__TASK__: Print exactly what the entries say, line by line, from the first line down to the one with "hash-leading community layout.", inclusive.

━━ SUPPLIED RECORDS

PR #4017, opened 2026-07-31
feat(media): add configurable sharded writes

bradseiler:
## Summary
Add `BUZZ_MEDIA_KEY_LAYOUT=legacy|dual|sharded` and route image, file, video, and thumbnail writes through the hash-leading community layout.

The upgrade-safe default remains `legacy`: existing and self-hosted deployments continue flat-only writes and do **not** start double-writing merely by upgrading. The ENV setting is exposed in the root and production Compose examples and as Helm `relay.mediaKeyLayout`; the chart validates all three stages. The Helm documentation now gives the explicit `legacy → dual → sharded` migration and rollback constraints.

Dual mode writes the sharded primary before the flat rollback copy, and sidecars publish only after both succeed.

### Related issue
Stacked on #4016 and #4015; requested in the linked Buzz channel thread.

### Testing
- `bin/cargo test -p buzz-media` (115 passed, 1 live-MinIO test ignored)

━━━━

__RESPONSE TO THE EXERCISE__:
PR #4017, opened 2026-07-31
feat(media): add configurable sharded writes

bradseiler:
## Summary
Add `BUZZ_MEDIA_KEY_LAYOUT=legacy|dual|sharded` and route image, file, video, and thumbnail writes through the hash-leading community layout.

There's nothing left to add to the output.